Step 404, for each target text, determining a text vector of the target text based on a plurality of words and a plurality of word combinations corresponding to the target text.

In the above description, the importance degree of a word or a word combination is determined using the TF-IDF value of the word or the word combination and a weight value for representing the importance degree of the word or the word combination, and then the text vector of the target text is determined according to the importance degree.

And 405, clustering the target texts based on the text vectors of the target texts to obtain a plurality of clusters.

And 406, extracting a target label of the user from at least one target text contained in each class cluster.

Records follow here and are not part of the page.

PR #1723, opened 2023-01-06
port pdfhummus to windows

jingkaimori:

------


packages/p/pdfhummus/xmake.lua
```diff
@@ -36,14 +38,24 @@ package("pdfhummus")
...
                 add_files("PDFWriter/*.cpp")
                 add_headerfiles("(PDFWriter/*.h)")
                 add_packages("freetype")
                 add_packages("libtiff", "libpng", "libjpeg")
-                add_packages("libaesgm", "zlib")
+                add_packages("zlib")
+                if is_plat("windows","mingw") then
+                    add_packages("zlib")
+                    add_files("LibAesgm/*.c")
+                    add_includedirs("LibAesgm")
```
waruqi, line 55: why not improve libaesgm package? it is from `pdfhummus/LibAesgm`.

jingkaimori: libaesgm is imported by pdfhummus at 2017, but its first release is earlier than 2009. It's hard to determine newer libaesgm can be compiled on windows.

waruqi: But now the libaesgm is exactly the same as the pdfhummus/LibAesgm, in addition, even if it does not compile on windows. We should also improve the package code of libaesgm. You can make libaesgm support Windows with add_patches

jingkaimori:
why dynamic linking on windows fails?

waruqi:
> why dynamic linking on windows fails?

it did not export c++ class symbols in shared library.

you can try adding this code in ported xmake.lua

```lua
if is_plat("windows") and is_kind("shared") then
    add_rules("utils.symbols.export_all", {export_classes = true})
end
```

jingkaimori:
test script try to install libaesgm on windows|arm, even if pdfhummus is not supported on this platform. Is it a bug?

waruqi:
> test script try to install libaesgm on windows|arm, even if pdfhummus is not supported on this platform. Is it a bug?

you need not disable window arm, It is experimental. I will merge it.

PR #1729, opened 2023-01-09
Dump drogon to v1.8.2 and trantor to v1.5.8 and c-ares to 1.18.1

TES286:
Dump drogon to v1.8.2 and trantor to v1.5.8


TES286:
I've looked at the checks that fail, and some of the checks that fail on Windows are interesting: file 'C:/Users/runneradmin/AppData/Local' not found
Windows uses '\' to separate paths, but here it becomes '/', which is the usage of Linux and Mac. But in fact, this path will almost always exist, and many programming languages or tools will automatically convert '/' to '\' , but there doesn't seem to be one here, the OS doesn't recognize it.
So I don't think it's a problem with this PR
But why is it okay on Windows 2019? Metaphysics?

waruqi:
> CUSTOMBUILD : error : file 'C:/Users/runneradmin/AppData/Local' not found 

It should be trantor/CMakeLists.txt issue, maybe it has a custom build command, and it does not support path with space better.

you can check it's CMakeLists.txt and add patch to fix it.

waruqi:
or you can try use cmake to build trantor on vs2022 directly and debug it.

TES286:
Trantor can be successfully installed using vcpkg, see https://github.com/TES286-org/test-build/actions/runs/3871779193/jobs/6599887573

But the project itself does not have any patch in vcpkg, only its dependencies have newer versions.

I'll test that updating its dependencies succeeds.

packages/c/c-ares/xmake.lua
```diff
@@ -26,24 +36,5 @@ package("c-ares")
...
-            table.insert(configs, "--enable-debug")
-        else
-            table.insert(configs, "--disable-debug")
-        end
-        import("package.tools.autoconf").install(package, configs)
-    end)
-
-    on_test(function (package)
-        assert(package:has_cfuncs("ares_library_init", {includes = "ares.h"}))
-    end)
```
waruqi, line 49: why?

TES286: It's my wrong... sorry....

Specifically, for target text clustering, a K-Means algorithm can be adopted, a skleran function interface is adopted for realizing the K-Means algorithm, and the cluster number (K value) of clustering is selected according to the value with the fastest SSE (simple State experience) descending speed. After the first clustering is completed, in order to further subdivide and mine the clustering cluster pointed by the specific theme, more secondary labels of the theme are further subdivided and mined, meanwhile, the clustering miscellaneous items occupying a larger proportion are further subdivided and mined, secondary clustering is continuously performed on the miscellaneous item clusters in the result of the first clustering, and the specific parameter selection is the same as the selection mode of the first clustering. The obtained cluster and the previous result of the secondary clustering of the full data have similar and complementary relations on the one hand by carrying out automatic iterative clustering on the miscellaneous item cluster, namely clustering the miscellaneous items of the last clustering again until the ratio of the miscellaneous item cluster to the full data is less than the preset threshold (for example, 25 percent); on the other hand, relatively small masses and small quantity (for example, 20-30 strips) can be gradually stripped in the clustering process, and the clustering cluster of partial user group voice is reflected at the same time.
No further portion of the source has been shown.